*Work instructions:* What lines in the records below contain the string "magnitude"? Copy every one.
[[ Data shown open ]]
PR #287, opened 2017-08-01
Improve mouse wheel support

### LINKED ISSUE #134: Handle horizontal mouse wheel events
Currently all mouse wheel events are considered to be vertical, at least in the Qt backend.

### LINKED ISSUE #286: MouseWheel events incompatible between Wx and Qt
I suspect that the issue is on the Wx side, but the `event.mouse_wheel` values generated by Wx are:

- integer values
- seem to be an order of magnitude greater than the values being generated by the same code in Qt for the same amount of motion

It would be good to have these at least be comparable.

corranwebster:
This PR does three things:

- makes scroll wheel rotation values on Wx floating point values.  Fixes #286. 
- adds support for horizontal mouse wheel events via a new `mouse_wheel_axis` trait on `MouseEvents`.  This fixes #134.
- adds tests of the mouse wheel logic for mouse events on Wx and Qt.

### DIFF
--- a/enable/tests/qt4/mouse_wheel_test_case.py
+++ b/enable/tests/qt4/mouse_wheel_test_case.py
@@ -1,0 +1,75 @@
+
+from unittest import TestCase
+
+from mock import MagicMock
+
+from traits.api import Any
+from traitsui.tests._tools import skip_if_not_qt4
+
+from enable.container import Container
+from enable.base_tool import BaseTool
+from enable.window import Window
+
+
+class MouseEventTool(BaseTool):
+
+    event = Any
+
+    def normal_mouse_wheel(self, event):
+        self.event = event
+
+
+@skip_if_not_qt4
+class MouseWheelTestCase(TestCase):
+
+    def setUp(self):
+
+        # set up Enable components and tools
+        self.container = Container(postion=[0, 0], bounds=[600, 600])
+        self.tool = MouseEventTool(component=self.container)
+        self.container.tools.append(self.tool)
+
+        # set up qt components
+        self.window = Window(
+            None,
+            size=(600, 600),
+            component=self.container
+        )
+
+        # Hack: event processing code skips if window not actually shown by
+        # testing for value of _size
+        self.window._size = (600, 600)
+
+    def test_vertical_mouse_wheel(self):
+        from pyface.qt import QtCore, QtGui
+        from enable.qt4.constants import mouse_wheel_axes
+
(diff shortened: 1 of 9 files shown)


enable/tests/qt4/mouse_wheel_test_case.py
```diff
@@ -0,0 +1,75 @@
...
+        self.window._size = (600, 600)
+
+    def test_vertical_mouse_wheel(self):
+        from pyface.qt import QtCore, QtGui
+        from enable.qt4.constants import mouse_wheel_axes
+
+        # create and mock a mouse wheel event
+        qt_event = QtGui.QWheelEvent(
+            QtCore.QPoint(0, 0), 200, QtCore.Qt.NoButton, QtCore.Qt.NoModifier,
+            mouse_wheel_axes[0]
```
jwiggins: Why not `QtCore.Qt.Vertical`?

enable/tests/wx/mouse_wheel_test_case.py
```diff
@@ -0,0 +1,79 @@
...
+        self.window._size = (600, 600)
+
+    def test_vertical_mouse_wheel(self):
+        import wx
+        from enable.wx.constants import mouse_wheel_axes
+
+        # create and mock a mouse wheel event
+        wx_event = wx.MouseEvent(mouseType=wx.wxEVT_MOUSEWHEEL)
+        wx_event.GetWheelRotation = MagicMock(return_value=200)
+        wx_event.GetWheelAxis = MagicMock(return_value=mouse_wheel_axes[0])
```
jwiggins: And presumably we don't test against really old WX versions, what about `wx.MOUSE_WHEEL_VERTICAL` here?

enable/wx/base_window.py
```diff
@@ -352,26 +354,31 @@ def _create_mouse_event ( self, event ):
             x           = event.GetX()
             y           = event.GetY()
             self._last_mouse_pos = (x, y)
-            mouse_wheel = ((event.GetLinesPerAction() *
+
+            mouse_wheel = ((float(event.GetLinesPerAction()) *
```
jwiggins: So do the calculation in floating point and suddenly you match the magnitude of Qt wheel events? Subtle.

corranwebster: Given the quality of the code, it surprised me more than a bit that it Just Worked...

corranwebster:
Issued addressed, tests passing.  Merging.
[[ Data shown closed ]]
*Response below:*
- seem to be an order of magnitude greater than the values being generated by the same code in Qt for the same amount of motion
jwiggins: So do the calculation in floating point and suddenly you match the magnitude of Qt wheel events? Subtle.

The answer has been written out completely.